> [What you have to do]
Nothing may differ between your reply and the listing that follows.

> [Data segment]
■ ■ ■
PR #1530, opened 2026-01-19
fix: pathlib paths in collections

### LINKED ISSUE #1525: NetworkCollection(...) should support same path-like types as Network(...)
`pypsa.NetworkCollection` does currently not support `Path` objects and requests `str`-like paths for network files. It should support the same datatypes as `pypsa.Network(...)` does for loading from file.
■ ■ ■
> [Task answer]
PR #1530, opened 2026-01-19
fix: pathlib paths in collections

### LINKED ISSUE #1525: NetworkCollection(...) should support same path-like types as Network(...)
`pypsa.NetworkCollection` does currently not support `Path` objects and requests `str`-like paths for network files. It should support the same datatypes as `pypsa.Network(...)` does for loading from file.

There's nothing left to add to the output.